She shrugged and looked down. “It’s one and the same.”

He tipped her chin up. She still managed to avoid his gaze. He
didn’t let that deter him. “No, it’s not.”

She grabbed his wrist, holding on tightly. “Don’t.”

“Don’t what?”

She shook her head. In her eyes he could see the glint of
tears. “Please don’t make fun of me this way. I know you’re mad, but please,
don’t pretend you see me as I’m not.”

See her as she wasn’t? She was begging him not to humiliate
her. Son of a bitch. How had he let things get this bad?

“I’m not trying to upset you, Maddie.”

“I know. You’re just working it out in your mind.”

“Working what out?”

She clasped her hands in her lap. “The fact that you don’t have
to worry with me. It’s all right.”

“What’s all right?”

She shrugged. “Whatever you want to do.”

She thought he was working around to giving in to his baser
instincts. He tried to imagine that. What it was like to sit with a stranger and
watch him decide you didn’t deserve respect. That you were there for his use,
however he saw fit. To do with as he saw fit.

“Maddie—”

She cut him off. “All men do it. Even the decent ones.”

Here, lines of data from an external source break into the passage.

PR #23965, opened 2025-03-25
Update glfw to 3.4

paolodepetrillo:
I am working on porting [vkdt](https://github.com/hanatos/vkdt) and it needs this version. Originally this was using a specific commit from between the 3.3.8 and 3.3.9 releases, now it uses the 3.4 release.

I tested that kitty and glslviewer which depend on this library can launch after updating to 3.4.

### DIFF
--- a/x11-packages/glfw/build.sh
+++ b/x11-packages/glfw/build.sh
@@ -2,12 +2,9 @@ TERMUX_PKG_HOMEPAGE=https://www.glfw.org/
 TERMUX_PKG_DESCRIPTION="An Open Source, multi-platform library for OpenGL, OpenGL ES and Vulkan application development"
 TERMUX_PKG_LICENSE="ZLIB"
 TERMUX_PKG_MAINTAINER="@termux"
-_COMMIT=9a87635686c7fcb63ca63149c5b179b85a53a725
-_COMMIT_DATE=20230303
-TERMUX_PKG_VERSION=3.3.8-p${_COMMIT_DATE}
-TERMUX_PKG_SRCURL=git+https://github.com/glfw/glfw
-TERMUX_PKG_SHA256=54ff7b5753857681ad832110e3b0729eadb128289dd58ba0a9f5cf487dbaf901
-TERMUX_PKG_GIT_BRANCH=master
+TERMUX_PKG_VERSION=3.4
+TERMUX_PKG_SRCURL=https://github.com/glfw/glfw/archive/refs/tags/${TERMUX_PKG_VERSION}.tar.gz
+TERMUX_PKG_SHA256=c038d34200234d071fae9345bc455e4a8f2f544ab60150765d7704e08f3dac01
 TERMUX_PKG_DEPENDS="opengl"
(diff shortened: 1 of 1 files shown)


robertkirkman:
> I tested that kitty and glslviewer which depend on this library can launch after updating to 3.4.

Actually, Kitty uses its own [in-tree fork of GLFW](https://github.com/kovidgoyal/kitty/commits/master/glfw) and this is considered normal since distros, including Termux, [Arch Linux](https://gitlab.archlinux.org/archlinux/packaging/packages/kitty/-/blob/a9a4b6b53d1d0839f293c50bdbacf17cca8a52d2/PKGBUILD#L17-L44), and [Debian](https://salsa.debian.org/debian/kitty/-/blob/e8cd743651b18c08cd899ae938de804c45930edb/debian/control) do not interfere with Kitty's build system regarding this.

However, this `glfw` _is_ a true dependency of `gw` and `raylib` in Termux packages, did you happen to check them to make sure they are working with this?

paolodepetrillo:
I just tested gw and it seems to work - the currently released binary runs with glfw 3.4 installed, and it builds without error. @kcleal Can you confirm this doesn't break anything?
I still need to figure out how to test raylib as it's a library not an app.

kcleal:
Hi @paolodepetrillo, yes, gw works fine with glfw3 3.4

robertkirkman (approved):
It's ok, I have now tested this with `raylib` for you using the [raylib official example](https://github.com/raysan5/raylib?tab=readme-ov-file#basic-example), it can be compiled using `clang -o raylibtest raylibtest.c -lraylib` and tested in Termux:X11. It is working fine

TomJo2000 (approved):
I'd like to merge this tomorrow if there is no further comments.

robertkirkman:

x11-packages/glfw/build.sh
```diff
@@ -2,39 +2,19 @@ TERMUX_PKG_HOMEPAGE=https://www.glfw.org/
...
-		echo " with \"${pdate}\"."
-		return 1
-	fi
-
-	local s=$(find . -type f ! -path '*/.git/*' -print0 | xargs -0 sha256sum | LC_ALL=C sort | sha256sum)
-	if [[ "${s}" != "${TERMUX_PKG_SHA256}  "* ]]; then
-		termux_error_exit "Checksum mismatch for source files."
-	fi
-}
-
```
twaik, line 37: It should not be removed. It is here for a reason.

twaik (changes requested):

x11-packages/glfw/build.sh
robertkirkman: `TERMUX_PKG_SRCURL` is changed from `git+` to non-`git+`. I believe that means that this block cannot work anymore and does not have a purpose anymore, so it can be removed.

If not, then what would you replace this with?

twaik: Oh, ok. I somehow did not pay attention to that. Seems to be fine then.

twaik (approved):
Should be fine to squash the PR with valid commit message. Current commit message does not meed contribution guidelines.

twaik:
Since there are 3 approves I am merging this immediately.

He guessed it could be difficult for a man looking at Maddie’s
sweetness to be all right with releasing the animal in him. But he bet they all
managed.

“They’re the worst.” She shrugged. “It just takes them a little
longer.”

“For what?”

She looked away. He could actually see her withdrawal.

“To do whatever it is they want to do. Sexually.”

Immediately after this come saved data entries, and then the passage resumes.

PR #23966, opened 2025-03-25
scripts(build-packages.sh,build): Add support to run target binaries

MrAdityaAlok:
- Inspired by @licy183 implementation in https://github.com/termux/termux-packages/commit/5278c839dbded789e0b6992c90024f6e4a4d412c#diff-96e86e41ad7faf61d20b787ee4808183614387e8d49810c78d579259e89fe3ffR37 
- Will we used to run `ghc-iserv` to cross compile haskell template.

### DIFF
--- a/scripts/build/setup/termux_setup_proot.sh
+++ b/scripts/build/setup/termux_setup_proot.sh
@@ -1,0 +1,54 @@
+# shellcheck shell=bash
+# This provides an utility to run binaries under termux environment via proot.
+termux_setup_proot() {
+	local TERMUX_PROOT_VERSION=5.3.0
+	local TERMUX_QEMU_VERSION=7.2.0-1
+	local TERMUX_PROOT_BIN="$TERMUX_COMMON_CACHEDIR/proot-bin-$TERMUX_ARCH"
+	local TERMUX_PROOT_QEMU=""
+	local TERMUX_PROOT_BIN_NAME="termux-proot-run"
+
+	export PATH="$TERMUX_PROOT_BIN:$PATH"
+
+	[[ -d "$TERMUX_PROOT_BIN" ]] && return
+
+	if ! [[ -d "$TERMUX_PREFIX/opt/aosp" ]]; then
+		echo "ERROR: Add 'aosp-libs' to TERMUX_PKG_BUILD_DEPENDS. 'proot' cannot run without it."
+		exit 1
+	fi
+
+	mkdir -p "$TERMUX_PROOT_BIN"
+
+	termux_download https://github.com/proot-me/proot/releases/download/v"$TERMUX_PROOT_VERSION"/proot-v"$TERMUX_PROOT_VERSION"-x86_64-static \
+		"$TERMUX_PROOT_BIN/proot" \
+		d1eb20cb201e6df08d707023efb000623ff7c10d6574839d7bb42d0adba6b4da
+	chmod +x "$TERMUX_PROOT_BIN"/proot
+
+	declare -A checksums=(
+		["aarch64"]="dce64b2dc6b005485c7aa735a7ea39cb0006bf7e5badc28b324b2cd0c73d883f"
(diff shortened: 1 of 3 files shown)


scripts/build/setup/termux_setup_proot.sh
```diff
@@ -0,0 +1,56 @@
...
+		chmod +x "$TERMUX_PROOT_BIN"/qemu-"$TERMUX_ARCH"
+		TERMUX_PROOT_QEMU="-q $TERMUX_PROOT_BIN/qemu-$TERMUX_ARCH"
+	fi
+
+	# NOTE: We include current PATH too so that host binaries also become available under proot.
+	cat <<-EOF >"$TERMUX_PROOT_BIN/$TERMUX_PROOT_BIN_NAME"
+		#!/bin/bash
+		env -i \
+			PATH=$TERMUX_PREFIX/bin:$PATH \
+			ANDROID_DATA=$TERMUX_APP__DATA_DIR \
```
licy183, line 43: `ANDROID_DATA` should be `/data`. See https://github.com/aosp-mirror/platform_bionic/blob/4e013233b85ad14b3e23dcbe15c1b7130ccce527/libc/tzcode/bionic.cpp#L240 and https://github.com/aosp-mirror/platform_bionic/blob/4e013233b85ad14b3e23dcbe15c1b7130ccce527/libc/tzcode/bionic.cpp#L223.

scripts/build/setup/termux_setup_proot.sh
```diff
@@ -0,0 +1,56 @@
...
+			ANDROID_ROOT=/system \
+			HOME=$TERMUX_ANDROID_HOME \
+			LANG=en_US.UTF-8 \
+			PREFIX=$TERMUX_PREFIX \
+			TERM=$TERM \
+			TZ=UTC \
+			$TERMUX_PROOT_BIN/proot \
```
licy183, line 50: It will be more suitable to provide some variables to inject some environment variables to `env -i proot`. Some of them may be useful, such as `PROOT_NO_SECCOMP` or `PROOT_TMP_DIR`.

scripts/build/setup/termux_setup_proot.sh
MrAdityaAlok: Done

scripts/build/setup/termux_setup_proot.sh
MrAdityaAlok: Introduced new configuration variable `TERMUX_PROOT_EXTRA_ENV_VARS`

robertkirkman:
Can it be used to reduce the length of `packages/pypy/build.sh` and `packages/pypy3/build.sh`, or do those need to keep their own unique versions of this?

licy183:
> Can it be used to reduce the length of `packages/pypy/build.sh` and `packages/pypy3/build.sh`, or do those need to keep their own unique versions of this?

I'm not sure. It is better to fix them later.

MrAdityaAlok:
@licy183 If you are satisfied, should I merge it now? #22991 is waiting for this...

licy183 (approved):
LGTM

twaik:
We had some problems with running aarch64/arm binaries on ubuntu hosts with binfmt-misc.
The commit was reverted because it caused CI hanging while running gir-generated cross-compiled binaries (it was the very first package I tried to cross-compile so I do not know what else could be affected by this change).

https://github.com/termux/termux-packages/commit/a2703e736334432f8f6f18ffc0182b417269492d

Should we disable our gir workaround or we will enable proot-based solution only for specific packages?

robertkirkman:
I had not really asked you about this option before,
but, in the mean time until a workflow on the ubuntu-24.04-arm GitHub runner is ready,

would it be too convoluted and overly complicated to make an x86_64 proot run the x86_64 bionic gir binaries, to generate the correct `gir` folder contents, 
then reuse those folder contents when packaging the arm and aarch64 packages?
that should be possible in theory because, there is not expected to be a difference between the x86 and arm `gir` folder contents, correct?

He’d called her a whore to her face, then argued with her when
she said she wasn’t worth anything because he’d expected her to see herself as
something. Yet her whole life she’d sat waiting to be shown the opposite.
Fuck.

From the time she was eight, she’d been learning that lesson.
With every customer the madam had sent up, she’d been taught she was worthless.
He tried to imagine her at eight. How sweet and innocent she’d have looked. How
innocent she’d have been. It was all too easy to imagine that. What was hard was
imagining any man looking at her at that tender age and seeing a woman.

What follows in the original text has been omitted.